When I first heard rumblings of a comic-based Spidey game following E3 2004, I was pretty psyched. I’ve always been a fan of the wall-crawler, and the movie-based titles have never really interested me much, so this seemed like the perfect video game adaptation for yours truly. Needless to say, after it received positive buzz at E3 2005, my anticipation grew ravenous. I counted down the days until I would have this game. And then, much like Christmas or a really good sneeze, it was gone just as fast as it had come.
The story alternates between putting you in the role of Peter Parker, web-head extraordinaire, and Eddie Brock, a childhood friend of Peter’s, whose fathers had worked together to create a special suit that would cure cancer. Unfortunately, the creation was unstable, and it had to be hidden. Now, years later, Eddie and Peter have found the suit, splitting it in half among the two of them.
Peter is at first overjoyed to find that the suit has tremendously augmented his powers as Spider-Man, but soon becomes fearful of the symbiotic armor – it feels… alive. Quickly getting rid of it, it’s found by none other than Eddie, and by bringing the two halves together, he becomes the classic villain, Venom.
Much like Spider-Man 2, Ultimate allows you to roam freely throughout the entirety of Manhattan as well as Queens as the one and only web-crawler. Littered throughout the city are races, secret tokens, combat tours (short levels consisting of beating up petty thugs), and the like. By gaining the right amount of rewards received after completing these side-levels, new story missions open up, having you fight as either Spidey or Venom.

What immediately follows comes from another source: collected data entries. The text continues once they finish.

PR #5199, opened 2022-07-27
Revert "net/dns: remove systemd-resolved ping"

nyghtowl:
Reverts tailscale/tailscale#5153


bradfitz:
Why? The commit message needs to say why (briefly) and include a reference to a bug.

bradfitz:
I assume you saw the windows-race build failure and assumed it was related? Looks like our CI is depending on the sourceforge servers to get mingw32 or something and they had server problems? You can file a separate bug about that, perhaps.

nyghtowl:
Appears there is an issue on this build failure https://github.com/tailscale/tailscale/issues/4926

PR #5200, opened 2022-07-27
build_dist.sh: add --box and --extra-small flag to produce smaller and boxed binaries

raggi:
- `--box` when ./cmd/tailscaled is built with this flag, it builds a
  "toybox" style binary that includes tailscale and tailscaled.
- `--extra-small` strip the output binary and omit some dependencies
  (currently AWS integration).

### DIFF
--- a/build_dist.sh
+++ b/build_dist.sh
@@ -45,4 +45,25 @@ EOF
 	exit 0
 fi
 
-exec ./tool/go build -ldflags "-X tailscale.com/version.Long=${LONG} -X tailscale.com/version.Short=${SHORT} -X tailscale.com/version.GitCommit=${GIT_HASH}" "$@"
+tags=""
+ldflags="-X tailscale.com/version.Long=${LONG} -X tailscale.com/version.Short=${SHORT} -X tailscale.com/version.GitCommit=${GIT_HASH}"
+
+# build_dist.sh arguments must precede go build arguments.
+while [ "$#" -gt 1 ]; do
+	case "$1" in
+	--extra-small)
+		shift
+		ldflags="$ldflags -w -s"
+		tags="${tags:+$tags,}ts_omit_aws"
+		;;
+	--box)
+		shift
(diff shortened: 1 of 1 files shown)


build_dist.sh
```diff
@@ -45,4 +45,22 @@ EOF
...
+buildflags=""
+ldflags="-X tailscale.com/version.Long=${LONG} -X tailscale.com/version.Short=${SHORT} -X tailscale.com/version.GitCommit=${GIT_HASH}"
+
+# build_dist.sh arguments must precede go build arguments.
+while [ "$#" -gt 1 ]; do
+	case "$1" in
+	--extra-small)
+		shift
+		ldflags="$ldflags -w -s"
+		buildflags="$buildflags -tags=ts_include_cli,ts_omit_aws"
```
andrew-d, line 57: Should the `--extra-small` flag imply `ts_include_cli`? Or are there cases where we want to produce a small non-combined binary/binaries?

andrew-d (approved):
LGTM with one question

build_dist.sh
raggi: Good question, I'm not sure.

Here for a 64-bit linux build, this stripped tailscaled is 18MB with tailscale inside, and 15MB without it, so 20% for the rest of the functionality.

What do you think?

Thankfully, the two fight very differently. Whereas Spider-Man is more nimble and can zip through the air by via webs, Venom cannot emit any such substance, and can only speed up his travel by leaping over whole buildings in a single bound. Also, as you may expect, Eddie is much stronger than Peter in his Venom form, although he’s a tad slower. Furthermore, since the symbiote needs energy to keep itself alive, it continually depletes Eddie’s health – you’ll need to absorb nearby citizens to keep yourself going.
Something you’ll find to be dreadfully obvious after playing Ultimate Spider-Man for a long period of time is that these missions are basically the same. With few exceptions, levels consist of you chasing after your target for a few minutes (falling too far behind means a Game Over), catching up and facing off in a regular melee-styled bout, and then fighting that enemy’s ultimate form / new trick. It keeps things pretty predictable. Even when an enemy is hard to take down, it isn’t because of advanced AI – they’re just being made frustratingly fast, strong, or otherwise cheap.
One of the problems I had with Spider-Man 2 was that, even though it featured a plethora of web-moves, none of it felt organic – I never really felt like I was Spider-Man. Ultimate fixes this by making the controls a lot more effective, although they’re still not perfect. The camera will sometimes get in the way when you’re turning a tight corner. It’s an especially frustrating bug (no pun intended) during races when precision is absolutely key.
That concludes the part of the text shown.